* **What to do**:
Which lines of the entries below hold the word "values"? Report each of them.

[Recorded data]
PR #899, opened 2023-04-22
NanoVNA

jwbrooks0:
I'm trying to add a USB NanoVNA unit.  Similar to the units shown here: https://www.amazon.com/s?k=nanovna

I found this driver to be difficult in many regards, and I therefore have a number of questions.

1. I found that I had to specify that the adapter was a SerialAdapter instead of just passing the USB port address.  
2. The device has a unique property in that it always echos back any query before transmitting the response.  I wasn't sure how to handled this so I crated an inherited class of SerialAdapter that could strip out the echo from the response.  Not sure if this is a good way of doing this.
3. Related to the previous point.  The _read_echo() function in the modified SerialAdapter class first strips the echo from the reply.  The remaining reply often contains multiple responses.  I don't know if its best to return the responses as a list (there is a .strip() command somewhere that throws an error and effectively prevents me from doing this).  I've settled on joining all the responses back together with a comma between.  Again, not sure if this is the best practice.  
4. I created several Instrument.measurements().  Specially, I created frequencies and data.  These measurements are returned as strings (or possibly lists, see point 3) but should be converted to numpy arrays.  However, I'm not seeing an obvious way to post-process the reply in order to convert the answers.  Note that the frequencies measurement are all floats.  But the data measurements comes in as a somewhat complicated pairing of complex numbers.  
5. Because I couldn't figure out how to postprocess point 4, I ended up creating class functions to do the processing: get_frequencies(), get_S11_data(), etc.  I recognize that this is likely not ideal, but I don't know else how to do this.  
6. Tests.  There isn't really much to test.  I added a test for the sweep control.  Please let me know if I need to do more.

### DIFF
--- a/pymeasure/instruments/nanovna/nanovna.py
+++ b/pymeasure/instruments/nanovna/nanovna.py
@@ -1,0 +1,185 @@
+#
+# This file is part of the PyMeasure package.
+#
+# Copyright (c) 2013-2023 PyMeasure Developers
+#
+# Permission is hereby granted, free of charge, to any person obtaining a copy
+# of this software and associated documentation files (the "Software"), to deal
+# in the Software without restriction, including without limitation the rights
+# to use, copy, modify, merge, publish, distribute, sublicense, and/or sell
+# copies of the Software, and to permit persons to whom the Software is
+# furnished to do so, subject to the following conditions:
+#
+# The above copyright notice and this permission notice shall be included in
+# all copies or substantial portions of the Software.
+#
+# THE SOFTWARE IS PROVIDED "AS IS", WITHOUT WARRANTY OF ANY KIND, EXPRESS OR
+# IMPLIED, INCLUDING BUT NOT LIMITED TO THE WARRANTIES OF MERCHANTABILITY,
+# FITNESS FOR A PARTICULAR PURPOSE AND NONINFRINGEMENT. IN NO EVENT SHALL THE
+# AUTHORS OR COPYRIGHT HOLDERS BE LIABLE FOR ANY CLAIM, DAMAGES OR OTHER
+# LIABILITY, WHETHER IN AN ACTION OF CONTRACT, TORT OR OTHERWISE, ARISING FROM,
+# OUT OF OR IN CONNECTION WITH THE SOFTWARE OR THE USE OR OTHER DEALINGS IN
+# THE SOFTWARE.
+#
+
+from numpy import array
+from pymeasure.adapters import SerialAdapter
+from pymeasure.instruments import Instrument
+from pymeasure.instruments.validators import strict_discrete_set
+
+
+class SerialAdapterWithEcho(SerialAdapter):
+
+    echo_termination = '\r\n'
+    # write_termination = '\r'
+    # read_termination = '\r\nch> '
+
+    def _read_echo(self, **kwargs):
+        """Read function but includes scrubbing the echo from the reply.
+
+        :param \\**kwargs: Keyword arguments for the connection itself.
+        :returns str: ASCII response of the instrument with echo removed.
+        """
+        read = self._read_bytes(-1, break_on_termchar=True, **kwargs).decode()
+        read = read.replace('ch> ', "").split(self.echo_termination)
+        # echo = read[0]
+        reply = read[1:-1]
+
+        return ",".join(reply)  # TODO maybe don't return as a single string???
+
+
+class NanoVNA(Instrument):
+    """ Represents the NanoVNA interface for interacting with the instrument.
+
+    .. code-block:: python
+
+    """
+
+    def __init__(self, adapter, name="NanoVNA", **kwargs):
+        super().__init__(
+            adapter,
+            name,
+            includeSCPI=False,
+            read_termination='\r\nch> ',
+            write_termination='\r',
+            **kwargs
+        )
+
+    def read(self):
+        """
+        Reads from the instrument including the correct termination characters
+        """
+        ret = self.adapter._read_echo()
+        return ret
+
+    def write(self, command):
+        """
+        Writes to the instrument including the device address
+
+        :param command: command string to be sent to the instrument
+        """
+        super().write(command)
+
+    def ask(self, command, query_delay=0):
+        """Write a command to the instrument and return the read response.
+
+        :param command: Command string to be sent to the instrument.
+        :param query_delay: Delay between writing and reading in seconds.
+        :returns: String returned by the device without read_termination.
+        """
+        self.write(command)
+        self.wait_for(query_delay)
+        return self.adapter._read_echo()
+
+    help = Instrument.measurement(
+        'help',
+        """Returns list of available commands. """)
+
+    info = Instrument.measurement(
+        'info',
+        """Returns device information. """)
+
+    pause = Instrument.measurement(
+        'pause',
+        """Pauses acquisition. Returns nothing. """)
+
+    resume = Instrument.measurement(
+        'resume',
+        """Resume acquisition.  Returns nothing. """)
+
+    frequencies = Instrument.measurement("frequencies",
+                                         docs=""" Returns frequencies as a list
+                                         of floats. """,
+                                         # get_process=_process_frequencies,
+                                         )
+
+    data = Instrument.measurement("data",
+                                  docs=""" Returns a list of strings containing
+                                  the complex numbers. """,
+                                  )
+
+    trace = Instrument.measurement("trace",
+                                   docs=""" Gets the trace settings. """,
+                                   # TODO - make this into a control,
+                                   )
+
+    power = Instrument.setting('power %d',
+                               """ Sets the output power. """,
+                               validator=strict_discrete_set,
+                               values=[-1, 0, 1, 2, 3],
+                               )
+
+    sweep = Instrument.control('sweep',
+                               'sweep %s',
+                               """Sets the sweep details.  Input is a string
+                               containing 3 integers separated by spaces.
+                               First int is the start frequency (in Hz).
+                               Second int is the strop frequency (in Hz).
+                               Third int is the number of points in the sweep.
+                               Example:  '13000000 16000000 101'  """,
+                               )
+
+    def _process_frequencies(self, freqs):
+        return array(freqs.split(","), dtype=float)
+
+    def get_frequencies(self):
+        return self._process_frequencies(self.ask("frequencies"))
+
+    def _process_data(self, data):
+        data = array(data.replace(" ", ",").split(","), dtype=float)
+        return data[::2] + data[1::2] * 1j
+
+    def get_S11_data(self):
+        return self._process_data(self.ask("data 0"))
+
+    def get_S21_data(self):
+        return self._process_data(self.ask("data 1"))
+
+    def get_cals(self):
+        cal_load = self._process_data(self.ask("data 2"))
+        cal_open = self._process_data(self.ask("data 3"))
+        cal_short = self._process_data(self.ask("data 4"))
+        cal_thru = self._process_data(self.ask("data 5"))
+        cal_isoln = self._process_data(self.ask("data 6"))
+        return {"load": cal_load, "open": cal_open, "short": cal_short,
+                "thru": cal_thru, "isoln": cal_isoln}
+
+
+if __name__ == "__main__":
+    _cr = '\r'
+    _lf = '\n'
+    _crlf = _cr + _lf
+    _prompt = 'ch> '
+    port = '/dev/ttyACM0'
+    adapter = SerialAdapterWithEcho(port,
+                                    timeout=1,
+                                    write_termination=_cr,
+                                    read_termination=_crlf + _prompt,
+                                    )
+    unit = nanovna(adapter)
+
+    print(unit.help)
+    print(unit.info)
+
+    frequencies = unit.get_frequencies()
+    S11_data = unit.get_S11_data()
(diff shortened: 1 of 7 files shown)


jwbrooks0:
I don't understand why the test is failing =(

bmoneke:
Thank you very much for that new instrument. I did not look at the code, yet.


> 1. I found that I had to specify that the adapter was a SerialAdapter instead of just passing the USB port address.

Did you specify the (virtual) COM port of that USB port? It should work if you give "ASRL9" (or "COM9" with the VISA backend) to the Instrument (or the VISAAdapter) for COM port 9.

> 2. The device has a unique property in that it always echos back any query before transmitting the response. I wasn't sure how to handled this so I crated an inherited class of SerialAdapter that could strip out the echo from the response. Not sure if this is a good way of doing this.

The Adapters should handle only the message over the wire and not any code modification (except term_chars, which are used for message handling). The proper place to implement this stripping of responses is the `read` method of your instrument.
That way you can give the communication (as the device receives/sends it) to the `expected_protocol` and you can verify, that your code does the correct stripping action.

> 3. Related to the previous point. The _read_echo() function in the modified SerialAdapter class first strips the echo from the reply. The remaining reply often contains multiple responses. I don't know if its best to return the responses as a list (there is a .strip() command somewhere that throws an error and effectively prevents me from doing this). I've settled on joining all the responses back together with a comma between. Again, not sure if this is the best practice.

Why does it return several responses at once? Yes, `read` (where you should implement that algorithm) should return a single string.


> 4. I created several Instrument.measurements(). Specially, I created frequencies and data. These measurements are returned as strings (or possibly lists, see point 3) but should be converted to numpy arrays. However, I'm not seeing an obvious way to post-process the reply in order to convert the answers. Note that the frequencies measurement are all floats. But the data measurements comes in as a somewhat complicated pairing of complex numbers.

You found the answer in #898 : You may use `get_process=some_processing_method,` as a parameter.

> 5. Because I couldn't figure out how to postprocess point 4, I ended up creating class functions to do the processing: get_frequencies(), get_S11_data(), etc. I recognize that this is likely not ideal, but I don't know else how to do this.

1. See point 4.
2. Sometimes our property creators (`control`, `measurement`, `setting`) do not fit the bill. In these cases you may use an ordinary [python property](https://docs.python.org/3.8/library/functions.html#property).

> 6. Tests. There isn't really much to test. I added a test for the sweep control. Please let me know if I need to do more.

Tests are good, especially if the instrument returns strange strings (as here). That way you can verify, that your implementation creates / interprets the communication right.
With tests you can also test the post processing (point 4), that the received string is returned as the expected list of floats/complex or numpy array.

> I don't understand why the test is failing =(

`expected_protocol` uses the ProtocolAdapter, which does not have the `read_echo` method you defined in your overridden Serial adapter. See the second point for a fix.

pymeasure/instruments/nanovna/nanovna.py
```diff
@@ -0,0 +1,165 @@
...
+
+    sweep = Instrument.control('sweep',
+                               'sweep %s',
+                               """Sets the sweep details.  Input is a string
+                               containing 3 integers separated by spaces.
+                               First int is the start frequency (in Hz).
+                               Second int is the strop frequency (in Hz).
+                               Third int is the number of points in the sweep.
+                               Example:  '13000000 16000000 101'  """,
+                               )
```
bmoneke, line 140: Why don't you accept a tuple of numbers instead of the string?
```suggestion
    sweep = Instrument.control('sweep',
                               'sweep %i %i %i',
                               """Set the sweep details.  Input is a tuple
                               containing 3 integers.
                               First int is the start frequency (in Hz).
                               Second int is the strop frequency (in Hz).
                               Third int is the number of points in the sweep.
                               Example:  :code:`13000000 16000000 101`.  """,
                               )
```
That way, a user might set `inst.sweep = 130000, 1600000, 101` with integers and not with a string.

By the way, a docstring should be in imperative form, so it is "Set" and not "Sets"

pymeasure/instruments/nanovna/nanovna.py
```diff
@@ -0,0 +1,165 @@
...
+
+    def _process_frequencies(self, freqs):
+        return array(freqs.split(","), dtype=float)
+
+    def get_frequencies(self):
+        return self._process_frequencies(self.ask("frequencies"))
+
+    def _process_data(self, data):
+        data = array(data.replace(" ", ",").split(","), dtype=float)
```
bmoneke, line 149: why don't you split at spaces directly instead of turning spaces to commas and then to split at commas?
```suggestion
        data = array(data.split(), dtype=float)
```

N.B: `split` without any option splits at whitespaces (space, tab, newline, etc.).

pymeasure/instruments/nanovna/nanovna.py
jwbrooks0: Very clever.  Thanks!

pymeasure/instruments/nanovna/nanovna.py
jwbrooks0: Did not know that about split. Thanks!

jwbrooks0:
It's going to take me a while to work through all of this.  Thanks for the feedback.

pymeasure/instruments/nanovna/nanovna.py
jwbrooks0: Arg.  Turns out the order of operations matters so I had to put it back. Good suggestion though.

jwbrooks0:
Ok.  Just pushed updates that address points 1 to 5 above.  I'll deal with the tests (point  6) later.  Presently, the code is still buggy, but I need feedback to fix.  

Here are the three cases I'm testing:
```
if __name__ == "__main__":
    port = '/dev/ttyACM0'

    case = 1
    if case == 1:
        adapter = SerialAdapter(port)
        unit = NanoVNA(adapter)
        print(unit.info)
    elif case == 2:
        adapter = SerialAdapter(port, timeout=1)
        unit = NanoVNA(adapter)
        print(unit.info)
    elif case == 3:
        unit = NanoVNA(port)
        print(unit.info)
```

And here is the output from the 3 cases:

Case 1:  The code hangs and I use Ctrl+C to exit.
```
Python 3.8.10 (default, Mar 13 2023, 10:26:41) 
Type "copyright", "credits" or "license" for more information.

IPython 7.34.0 -- An enhanced Interactive Python.

runfile('/home/john/Documents/GitHub/pymeasure_master/pymeasure/instruments/nanovna/nanovna.py', wdir='/home/john/Documents/GitHub/pymeasure_master/pymeasure/instruments/nanovna')

  File "/home/john/Environments/python38/lib/python3.8/site-packages/spyder_kernels/py3compat.py", line 356, in compat_exec
    exec(code, globals, locals)

  File "/home/john/Documents/GitHub/pymeasure_master/pymeasure/instruments/nanovna/nanovna.py", line 248, in <module>
    print(unit.info)

  File "/home/john/Documents/GitHub/pymeasure_master/pymeasure/instruments/common_base.py", line 228, in __getattribute__
    return super().__getattribute__(name)

  File "/home/john/Documents/GitHub/pymeasure_master/pymeasure/instruments/common_base.py", line 472, in fget
    vals = self.values(command_process(get_command),

  File "/home/john/Documents/GitHub/pymeasure_master/pymeasure/instruments/common_base.py", line 323, in values
    results = self.ask(command, **kwargs).strip()

  File "/home/john/Documents/GitHub/pymeasure_master/pymeasure/instruments/nanovna/nanovna.py", line 85, in ask
    return self.read()

  File "/home/john/Documents/GitHub/pymeasure_master/pymeasure/instruments/nanovna/nanovna.py", line 60, in read
    read = self.adapter._read_bytes(-1, break_on_termchar=True).decode()

  File "/home/john/Documents/GitHub/pymeasure_master/pymeasure/adapters/serial.py", line 110, in _read_bytes
    return self._read_bytes_until_timeout()

  File "/home/john/Documents/GitHub/pymeasure_master/pymeasure/adapters/serial.py", line 121, in _read_bytes_until_timeout
    chunk = self.connection.read(chunk_size, **kwargs)

  File "/home/john/Environments/python38/lib/python3.8/site-packages/serial/serialposix.py", line 565, in read
    ready, _, _ = select.select([self.fd, self.pipe_abort_read_r], [], [], timeout.time_left())

KeyboardInterrupt
```



Case 2:  Works perfectly
```
Python 3.8.10 (default, Mar 13 2023, 10:26:41) 
Type "copyright", "credits" or "license" for more information.

IPython 7.34.0 -- An enhanced Interactive Python.

runfile('/home/john/Documents/GitHub/pymeasure_master/pymeasure/instruments/nanovna/nanovna.py', wdir='/home/john/Documents/GitHub/pymeasure_master/pymeasure/instruments/nanovna')
['Kernel:       4.0.0', 'Compiler:     GCC 8.3.1 20190703 (release) [gcc-8-branch revision 273027]', 'Architecture: ARMv6-M', 'Core Variant: Cortex-M0', 'Port Info:    Preemption through NMI', 'Platform:     STM32F072xB Entry Level Medium Density devices', 'Board:        NanoVNA-H', 'Build time:   Dec 26 2019 - 19:32:30']
```




Case 3: Throws the following error
```
Python 3.8.10 (default, Mar 13 2023, 10:26:41) 
Type "copyright", "credits" or "license" for more information.

IPython 7.34.0 -- An enhanced Interactive Python.

runfile('/home/john/Documents/GitHub/pymeasure_master/pymeasure/instruments/nanovna/nanovna.py', wdir='/home/john/Documents/GitHub/pymeasure_master/pymeasure/instruments/nanovna')

  File "/home/john/Environments/python38/lib/python3.8/site-packages/pyvisa_py/highlevel.py", line 156, in open
    parsed = rname.parse_resource_name(resource_name)

  File "/home/john/Environments/python38/lib/python3.8/site-packages/pyvisa/rname.py", line 252, in from_string
    raise InvalidResourceName(

InvalidResourceName: Could not parse /dev/ttyACM0: unknown interface type


During handling of the above exception, another exception occurred:

  File "/home/john/Environments/python38/lib/python3.8/site-packages/spyder_kernels/py3compat.py", line 356, in compat_exec
    exec(code, globals, locals)

  File "/home/john/Documents/GitHub/pymeasure_master/pymeasure/instruments/nanovna/nanovna.py", line 254, in <module>
    unit = NanoVNA(port)

  File "/home/john/Documents/GitHub/pymeasure_master/pymeasure/instruments/nanovna/nanovna.py", line 44, in __init__
    super().__init__(

  File "/home/john/Documents/GitHub/pymeasure_master/pymeasure/instruments/instrument.py", line 80, in __init__
    adapter = VISAAdapter(adapter, **kwargs)

  File "/home/john/Documents/GitHub/pymeasure_master/pymeasure/adapters/visa.py", line 126, in __init__
    self.connection = self.manager.open_resource(

  File "/home/john/Environments/python38/lib/python3.8/site-packages/pyvisa/highlevel.py", line 3284, in open_resource
    res.open(access_mode, open_timeout)

  File "/home/john/Environments/python38/lib/python3.8/site-packages/pyvisa/resources/resource.py", line 282, in open
    self.session, status = self._resource_manager.open_bare_resource(

  File "/home/john/Environments/python38/lib/python3.8/site-packages/pyvisa/highlevel.py", line 3209, in open_bare_resource
    return self.visalib.open(self.session, resource_name, access_mode, open_timeout)

  File "/home/john/Environments/python38/lib/python3.8/site-packages/pyvisa_py/highlevel.py", line 160, in open
    self.handle_return_value(None, StatusCode.error_invalid_resource_name),

  File "/home/john/Environments/python38/lib/python3.8/site-packages/pyvisa/highlevel.py", line 251, in handle_return_value
    raise errors.VisaIOError(rv)

VisaIOError: VI_ERROR_INV_RSRC_NAME (-1073807342): Invalid resource reference specified. Parsing error.
```


Not sure what to make of these three cases:
- Why do I have to provide a short timeout for the code to work (case 1 vs case 2) with I use the Serial adapter?  
- Case 3 seems grabs VISA adapter instead of the Serial.  You mentioned previously that the VISA adapter should be able to do Serial? Is that really true??  If so, it's not natively working.  Maybe I'm confused?

jwbrooks0:
@LongnoseRob , Thanks for the recommendation.  I've looked through their code before, but I find it fairly opaque.   

Here is their serial file: https://github.com/NanoVNA-Saver/nanovna-saver/blob/main/src/NanoVNASaver/Hardware/Serial.py

- They use a very small timeout (0.05).  I'm still not sure why a timeout should be required to operate if the unit is functioning correctly.  
- They also use the command `assert interface_type in {"serial", "usb", "bt", "network"}`, presumably to force the serial comms into using one of these interfaces.  Is there something equivalent for pymeasure?  Meaning, is there a way to force my __init__() function into using the SerialAdapter instead of trying PyVSIA?

pymeasure/instruments/nanovna/nanovna.py
```diff
@@ -0,0 +1,255 @@
...
+
+        :param command: Command string to be sent to the instrument.
+        :param query_delay: Delay between writing and reading in seconds.
+        :returns: String returned by the device without read_termination.
+        """
+        self.write(command)
+        self.wait_for(query_delay)
+        return self.read()
+
+    help = Instrument.measurement(
```
neuschs, line 87: The necessary commands for requesting or controlling should be implemented. You therefore don't need a help regarding the lower layer device commands but just a documentation about your wrapper.

BenediktBurger:
Hey @jwbrooks0 do you intend to continue this PR?

BenediktBurger:
Closing due to lack of development.
It can be reopened at any time.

* **Completed exercise**:
+                               values=[-1, 0, 1, 2, 3],
    vals = self.values(command_process(get_command),
  File "/home/john/Documents/GitHub/pymeasure_master/pymeasure/instruments/common_base.py", line 323, in values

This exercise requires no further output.